In the last 18 months we have learned more about the medical field than any of us had ever dreamed about!
We were talking about how last June when Juliet had to have an NG tube for feeding how hard we thought that was going to be, if we had only known then what we do now of how easy that step would be. It’s crazy how we can pick up on facts and procedures when we are so heavily vested in something, that we had never before even had an interest in.
We met a new family today that has been in a very familer (to us) situation, and just meeting and talking to them we had a instant bond, they were talking about things that just a few years ago probably had no idea what 95% of it was. And I just thought to myself on how we talk to people and use all these medical terms now that most people have no idea what they mean and they are now just second nature. Please pray for “Sweet AlexusJo” when you get a moment! And her beautiful family.

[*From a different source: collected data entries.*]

PR #989, opened 2022-11-07
Lazy-load components of StableDiffusion and make them visible to users

ianstenbit:
Open question:
Should we accept components as constructor parameters for StableDiffusion?
I am leaning toward yes. That way, a user could do something like this:

```
from keras_cv.models.generative.stable_diffusion import TextEncoder

text_encoder = TextEncoder()
# Do something to the text_encoder (e.g. add tokens via textual inversion)

sd = StableDiffusion(512, 512, text_encoder=text_encoder)
```

Thoughts?


LukeWood (approved):
This is much better than what we had before, thank you!

PR #1124, opened 2022-12-12
[Backbones] Update basic_training to support weight decay and ema

ianstenbit:
These are both Keras 2.11 features, so I've also updated the script to reference this dependency.


examples/training/classification/imagenet/basic_training.py
```diff
@@ -74,6 +75,11 @@
     False,
     "Whether or not to use FP16 mixed precision for training.",
 )
+flags.DEFINE_boolean(
```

When we started this journey we were only aware of 21 people ever having been diagnosed with Vici Syndrome. That number has now grown to around 50, several diagnosed since Juliet. We have also noticed there are similarities to other more common diseases, one being CF (Cystic Fibrosis). A lot of respirotory and pancreatic issues, as well as several of the same treatments. Vici still being such a new and unknown to most in the medical field we feel there will be several more Vici diagnoses in the coming years and we already know of one or two in Nebraska but have not been able to contact the family to this point.
The exciting news is there is starting to become a Vici Family of several other Vici kids and we have begun to share info to help us info our families, doctors, and others about the cares and treatments for our Vici kids.